Nearly 2,000 years after Pompeii was destroyed by a volcanic eruption, the ancient Roman city is still giving up its long-buried secrets.
Fantastic frescos, preserved mosaics and obscene graffiti are just some of the discoveries emerging from the largest archaeological dig at the site since the 1950s.
As teams of construction workers shore up mounds of earth pressing down on the excavated areas to prevent them crushing the ruins, archaeologists and conservationists are busy restoring newly discovered art and bolstering fragile walls.
The burst of activity marks the final stages of the “Great Pompeii Project”, launched in 2012 after a spate of cave-ins, with the European Union and Italian State handing over €105 million euros ($118 million) to halt the decay.
“The risk of collapse, of serious damage is past. Now Pompeii is quite safe,” said Francesco Muscolino, 42, an archaeologist working on the programme.

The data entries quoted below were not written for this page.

Issue #546, opened 2019-07-03
Bogus error on labeled DO WHILE


klausler:
```
      j=1
      do40while(j.ne.3)
      j=j+1
      doi=j,j+1
40    enddo
      end
```

elicits "label '40' is not in scope" and "Internal: no symbol found for 'j'" when compiled with semantics enabled.

jeanPerier:
Looks like the same issue as #518

jeanPerier:
@klausler do you confirm it is solved ?

klausler:
Yes, I think that it is.

Issue #518, opened 2019-06-21
Internal error on DO loop index


klausler:
```
  do 1 j=1,2
    if (.true.) then
1   end if
  end
```

elicits a legitimate error message about the label `1` but also emits `error: Internal: no symbol found for 'j'` when semantics is enabled.

jeanPerier:
**First analysis:**
`LabelDoStmt` are supposed to be rewritten to `NonLabelDoStmt` by label resolution before name resolution.
Name resolution forbids name resolution inside `LabelDoStmt` on purpose (see  [resolve-names.cc L918](https://github.com/flang-compiler/f18/blob/248600031d8fc500edc3e97e8921a0bad64681de/lib/semantics/resolve-names.cc#L918)) (because it does not expect them ?).

The `label '1' is not in scope` is not emitted as an error but warning. This is in line with other compilers (e.g pgfortran) that accepts the construct. However, label resolution failed to rewrite the `LabelDoStmt` to `NonLabelDoStmt` in this situation. Hence, `j` is not resolved and error message emitted.

**Planned follow-up:**
- See why label resolution failed to rewrite the `LabelDoStmt` to `NonLabelDoStmt`
- either fix it if possible, or stop guaranteeing the absence of `LabelDoStmt` in later stages

jeanPerier:
@klausler do you confirm it is solved ?

jeanPerier:
Fixed by #553: Code from issue compiles without errors.
Note that `Document issue #518 workaround` commit 9bd5ad9 linked in this issue has a wrong title, it is about issue #527 workaround. No workaround were needed for the issue at hand.

PR #552, opened 2019-07-08
Fix issues #517, #518, and 546

### LINKED ISSUE #517: Label missing in unparsed output after semantics
```
  do 1 i=1,2
    goto 2
1 continue
2 do 3 i=1,2
3 continue
  end
```

loses the label `2` in the unparsed output if semantics is enabled.

jeanPerier:
Fixes #517, #518, and #546:
- Only allow out-of-scope label target for label-do-stmt when the label is on an end-stmt of a scope directly nested into the one of the label-do-stmt.
- Also transform label-do-stmt into non-label-do constructs in such out-of-scope cases so that later phases do not have to handle label-do-stmt.

This PR makes out-of-scope labels more restrictive, e.g, the following is not allowed anymore by label resolution:
```
do 1 i=1,10
 if (i>5) then
1  print*, i
 end if
end
```
but the following remains OK with a warning:
```
do 1 i=1,10
  if (i>5) then
    print*, i
1 end if
end
```
and is now transformed into
```
do  i=1,10
  if (i>5) then
    print*, i
1 end if
end do
end
```
This is done with if, do and select end statements.
This seems to be in line with what pgfortran and NAG are accepting (select type and rank end statements are also accepted, this is to avoid making resolve-labels.cc much more complex). 

Edit: fix for #517 added in later commit because it was small enough


lib/semantics/resolve-labels.cc
```diff
@@ -889,9 +907,16 @@ void CheckLabelDoConstraints(const SourceStmtList &dos,
...
     } else if (!InInclusiveScope(scopes, scope, doTarget.proxyForScope)) {
       // C1133
-      errorHandler.Say(position,
-          parser::MessageFormattedText{
-              "label '%u' is not in scope"_en_US, SayLabel(label)});
+      if (doTarget.legacyAcceptedInDirectSubscope &&
+          ParentScope(scopes, doTarget.proxyForScope) == scope) {
+        errorHandler.Say(doTarget.parserCharBlock,
+            parser::MessageFormattedText{
+                "A DO loop should terminate with an END DO or CONTINUE inside its scope"_en_US});
```
schweitzpgi: Can this case be merged with the succeeding `else if` case rather than replicating the message?

lib/semantics/resolve-labels.cc
```diff
@@ -209,6 +210,14 @@ const parser::CharBlock *GetStmtName(const parser::Statement<A> &stmt) {
   return nullptr;
 }
 
+template<typename A>
+static constexpr bool LabelDoTargetAcceptedInDirectSubscopeOn(
+    const parser::Statement<A> &statement) {
+  return (std::is_same_v<A, parser::EndIfStmt> ||
```
klausler: Needless parentheses; could also be written by defining a `std::tuple<>` of these types and using `common::HasMember`.

lib/semantics/canonicalize-do.cc
```diff
@@ -33,6 +33,30 @@ class CanonicalizationOfDoLoops {
...
+                          caseConstruct.value().t));
+                },
+                [&](common::Indirection<SelectRankConstruct> &selectRank) {
+                  CanonicalizeIfMatch(block, stack, i,
+                      std::get<Statement<EndSelectStmt>>(selectRank.value().t));
+                },
+                [&](common::Indirection<SelectTypeConstruct> &selectType) {
+                  CanonicalizeIfMatch(block, stack, i,
+                      std::get<Statement<EndSelectStmt>>(selectType.value().t));
+                },
```
klausler: Also `associate`, `block`, `forall`, `where`. and `critical`, maybe more.

lib/semantics/resolve-labels.cc
jeanPerier: Thanks, it saves some lines and the merged conditions remain readable.

lib/semantics/resolve-labels.cc
jeanPerier: Thanks, that makes even more sens now that there are more `End..Stmt` to handle.

lib/semantics/canonicalize-do.cc
jeanPerier: OK, I only took the f95 executable constructs (+ `select type` and `select rank`, because they were "dragged" by `select case` support for simplicity), the rest was rejected by resolve-labels.cc. However, it seems more consistent to accept it on all executable construct end statements (+ forall and where end statements) (pgfortran does so for all the ones it supports).

I have added the suggested plus `change team` and renamed the functions/variables accordingly.

I also added a non-standard feature to control warning on label do loops terminating at statements different than `end do` or `continue`. I can revert this last commit if you think it is not justified.

test/semantics/label14.f90
```diff
@@ -13,22 +13,121 @@
...
+
+subroutine foo0()
   do 1 j=1,2
     if (.true.) then
+! CHECK: A DO loop should terminate with an END DO or CONTINUE
 1   end if
   do 2 k=1,2
     do i=3,4
       print*, i+k
+! CHECK: A DO loop should terminate with an END DO or CONTINUE
```
tskeith: I think this test will pass if the message comes out once anywhere in the source. It's not checking that the error is emitted for each place the CHECK comment appears.

It would be a better test if it were split into separate source files, each with one error. Or better yet, switch to using test_errors.sh.

lib/semantics/canonicalize-do.cc
```diff
@@ -34,16 +34,34 @@ class CanonicalizationOfDoLoops {
             common::visitors{
                 [](auto &) {},
                 // Labels on end-stmt of constructs are accepted by f18 for
```
tskeith: The "for" at the end of this line is left over from the previous version of the comment and should be removed.

jeanPerier: Thanks, fixed.

test/semantics/label14.f90
jeanPerier: Thanks, it was indeed not testing as I intended.
I tried using `test_errors.sh` with `-Mstandard -Werror` but that did not work because `-Werror` does not add the `error:` prefix to warnings (which I think is correct, but annoying in this case).
So I went the other way you suggested and split the tests into different sources. To make it more valuable, I also added checks to test if the label-do were rewritten as non-label-do.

The extensive conservation work has enabled scholars to uncover a few more areas of Pompeii still buried under volcanic debris, including two large houses, alleyways, highly decorated interiors and a brightly coloured snack bar.
Pompeii was submerged by volcanic ash when Mount Vesuvius exploded in AD 79, killing thousands of Romans who had no idea they were living beneath one of Europe’s biggest volcanoes.
Memory of the catastrophe faded over time and it was not until 1748 that any meaningful exploration was undertaken.
In 2010, less than 15% of the excavated area was accessible to tourists, wild dogs roamed the paved streets, and only 10 buildings were open, against 64 in 1956.
Today, around 70% of the uncovered city is accessible and more than 30 fully restored buildings can be visited.